PR #3909, opened 2018-08-26
Fix disabled ship state

ksrb:
When a ship is disabled and recovered by boarding it will become re-disabled when the player lands on a planet without repair capabilities and reloads game.

To duplicate:
1. Go out into a system with a de-populated planet with a escort
2. Set a escort's hull to the calculated minimum hull value up to 8 digits
3. Recover escort by boarding
4. Land to save game
5. Reload
6. Escort should be disabled again

I'm pretty sure that using the `sqrt` function is creating trailing decimals that are causing the `MinimumHull` to always exceed the value stored in the save file for a disabled ship.

Using a `Model 8` as a example:
Value in save file: `576.19441`
Return value of call to `MinimumHull`: `max(.15, min(.45, 10. / sqrt(3320))) = 576.19441163...`

**Relevant files**
https://github.com/endless-sky/endless-sky/blob/f63e258e03287f38908e889a659e991fd2ba51f4/source/Ship.cpp#L3001-L3008

https://github.com/endless-sky/endless-sky/blob/f63e258e03287f38908e889a659e991fd2ba51f4/source/DataWriter.cpp#L29-L33

### DIFF
--- a/source/Ship.cpp
+++ b/source/Ship.cpp
@@ -1559,7 +1559,7 @@ void Ship::DoGeneration()
 	double maxHull = attributes.Get("hull");
 	hull = min(hull, maxHull);
 	
-	isDisabled = isOverheated || hull < MinimumHull() || (!crew && RequiredCrew());
+	isDisabled = isOverheated || (abs(hull - MinimumHull()) >= 1 && hull < MinimumHull()) || (!crew && RequiredCrew());
 	
 	// Whenever not actively scanning, the amount of scan information the ship
 	// has "decays" over time. For a scanner with a speed of 1, one second of
@@ -1922,7 +1922,7 @@ bool Ship::IsDisabled() const
 	
 	double minimumHull = MinimumHull();
 	bool needsCrew = RequiredCrew() != 0;
-	return (hull < minimumHull || (!crew && needsCrew));
+	return ((abs(hull - minimumHull) >= 1 && hull < minimumHull) || (!crew && needsCrew));
 }
 
 


source/Ship.cpp
```diff
@@ -1559,7 +1559,7 @@ void Ship::DoGeneration()
 	double maxHull = attributes.Get("hull");
 	hull = min(hull, maxHull);
 	
-	isDisabled = isOverheated || hull < MinimumHull() || (!crew && RequiredCrew());
+	isDisabled = isOverheated || (abs(hull - MinimumHull()) >= 1 && hull < MinimumHull()) || (!crew && RequiredCrew());
```
ksrb: Compensate for decimal precision errors when calculating ship disabled state by checking if the difference between the hull and minimum hull is at least 1.

source/Ship.cpp
```diff
@@ -1922,7 +1922,7 @@ bool Ship::IsDisabled() const
 	
 	double minimumHull = MinimumHull();
 	bool needsCrew = RequiredCrew() != 0;
-	return (hull < minimumHull || (!crew && needsCrew));
+	return ((abs(hull - minimumHull) >= 1 && hull < minimumHull) || (!crew && needsCrew));
```
ksrb: Not exactly DRY but it works...

tehhowch:
Why not just trunc/floor the minimum hull return value to a precision of 7? Then any place that uses it doesn't need to work about the check.

ksrb:
Oh I hadn't thought of that 😅, kind of new to the code base and the last time I did C was awhile ago, let me give it a shot and see how it works.

ksrb:
Actually looking into truncating floating point values the best way I've found to do it is:
```cpp
double Ship::MinimumHull() const
{
	if(neverDisabled)
		return 0.;
	
	double maximumHull = attributes.Get("hull");
	double minimumHull = maximumHull * max(.15, min(.45, 10. / sqrt(maximumHull)));
	unsigned int uiTemp = (minimumHull*pow(10, 7));
	minimumHull = ((double)uiTemp)/pow(10, 7);
	return minimumHull;
}
```

Which I totally stole from https://stackoverflow.com/a/304013, which doesn't feel very efficient (but works). Is there a better way?

ksrb:
Actually I lied, the code above is actually setting the minimum hull value to something really small... if the above approach is valid anyone mind taking a look?
https://www.onlinegdb.com/edit/BJx9ZwgvQ

tehhowch:
Would you perhaps summarize in the first post what the issue is and what it manifests as? I think you are saying that a mission or player ship which is just barely disabled when the game is saved, will no longer be disabled if the game is loaded from the save file, but I'd like you to confirm that understanding.

ksrb:
Updated description.

Yeah that's pretty much right but it happens to any ship that has been disabled and recovered by boarding if you're in a system without a populated planet (as the ship won't be repaired to full health).

endless-sky:
I think the best solution is just to make it so the disabled cutoff is always a whole number (cbdc163), because whole numbers will always be represented exactly by floating-point values.

Also note that floor() is a much better way to truncate floating point values than converting to int and back.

= = = = =

_Activity_: All entries above are to be transcribed verbatim.

_Answer to the exercise_:
PR #3909, opened 2018-08-26
Fix disabled ship state

ksrb:
When a ship is disabled and recovered by boarding it will become re-disabled when the player lands on a planet without repair capabilities and reloads game.

To duplicate:
1. Go out into a system with a de-populated planet with a escort
2. Set a escort's hull to the calculated minimum hull value up to 8 digits
3. Recover escort by boarding
4. Land to save game
5. Reload
6. Escort should be disabled again

I'm pretty sure that using the `sqrt` function is creating trailing decimals that are causing the `MinimumHull` to always exceed the value stored in the save file for a disabled ship.

Using a `Model 8` as a example:
Value in save file: `576.19441`
Return value of call to `MinimumHull`: `max(.15, min(.45, 10. / sqrt(3320))) = 576.19441163...`

**Relevant files**
https://github.com/endless-sky/endless-sky/blob/f63e258e03287f38908e889a659e991fd2ba51f4/source/Ship.cpp#L3001-L3008

https://github.com/endless-sky/endless-sky/blob/f63e258e03287f38908e889a659e991fd2ba51f4/source/DataWriter.cpp#L29-L33

### DIFF
--- a/source/Ship.cpp
+++ b/source/Ship.cpp
@@ -1559,7 +1559,7 @@ void Ship::DoGeneration()
 	double maxHull = attributes.Get("hull");
 	hull = min(hull, maxHull);
 	
-	isDisabled = isOverheated || hull < MinimumHull() || (!crew && RequiredCrew());
+	isDisabled = isOverheated || (abs(hull - MinimumHull()) >= 1 && hull < MinimumHull()) || (!crew && RequiredCrew());
 	
 	// Whenever not actively scanning, the amount of scan information the ship
 	// has "decays" over time. For a scanner with a speed of 1, one second of
@@ -1922,7 +1922,7 @@ bool Ship::IsDisabled() const
 	
 	double minimumHull = MinimumHull();
 	bool needsCrew = RequiredCrew() != 0;
-	return (hull < minimumHull || (!crew && needsCrew));
+	return ((abs(hull - minimumHull) >= 1 && hull < minimumHull) || (!crew && needsCrew));
 }
 
 


source/Ship.cpp
```diff
@@ -1559,7 +1559,7 @@ void Ship::DoGeneration()
 	double maxHull = attributes.Get("hull");
 	hull = min(hull, maxHull);
 	
-	isDisabled = isOverheated || hull < MinimumHull() || (!crew && RequiredCrew());
+	isDisabled = isOverheated || (abs(hull - MinimumHull()) >= 1 && hull < MinimumHull()) || (!crew && RequiredCrew());
```
ksrb: Compensate for decimal precision errors when calculating ship disabled state by checking if the difference between the hull and minimum hull is at least 1.

source/Ship.cpp
```diff
@@ -1922,7 +1922,7 @@ bool Ship::IsDisabled() const
 	
 	double minimumHull = MinimumHull();
 	bool needsCrew = RequiredCrew() != 0;
-	return (hull < minimumHull || (!crew && needsCrew));
+	return ((abs(hull - minimumHull) >= 1 && hull < minimumHull) || (!crew && needsCrew));
```
ksrb: Not exactly DRY but it works...

tehhowch:
Why not just trunc/floor the minimum hull return value to a precision of 7? Then any place that uses it doesn't need to work about the check.

ksrb:
Oh I hadn't thought of that 😅, kind of new to the code base and the last time I did C was awhile ago, let me give it a shot and see how it works.

ksrb:
Actually looking into truncating floating point values the best way I've found to do it is:
```cpp
double Ship::MinimumHull() const
{
	if(neverDisabled)
		return 0.;
	
	double maximumHull = attributes.Get("hull");
	double minimumHull = maximumHull * max(.15, min(.45, 10. / sqrt(maximumHull)));
	unsigned int uiTemp = (minimumHull*pow(10, 7));
	minimumHull = ((double)uiTemp)/pow(10, 7);
	return minimumHull;
}
```

Which I totally stole from https://stackoverflow.com/a/304013, which doesn't feel very efficient (but works). Is there a better way?

ksrb:
Actually I lied, the code above is actually setting the minimum hull value to something really small... if the above approach is valid anyone mind taking a look?
https://www.onlinegdb.com/edit/BJx9ZwgvQ

tehhowch:
Would you perhaps summarize in the first post what the issue is and what it manifests as? I think you are saying that a mission or player ship which is just barely disabled when the game is saved, will no longer be disabled if the game is loaded from the save file, but I'd like you to confirm that understanding.

ksrb:
Updated description.

Yeah that's pretty much right but it happens to any ship that has been disabled and recovered by boarding if you're in a system without a populated planet (as the ship won't be repaired to full health).

endless-sky:
I think the best solution is just to make it so the disabled cutoff is always a whole number (cbdc163), because whole numbers will always be represented exactly by floating-point values.

Also note that floor() is a much better way to truncate floating point values than converting to int and back.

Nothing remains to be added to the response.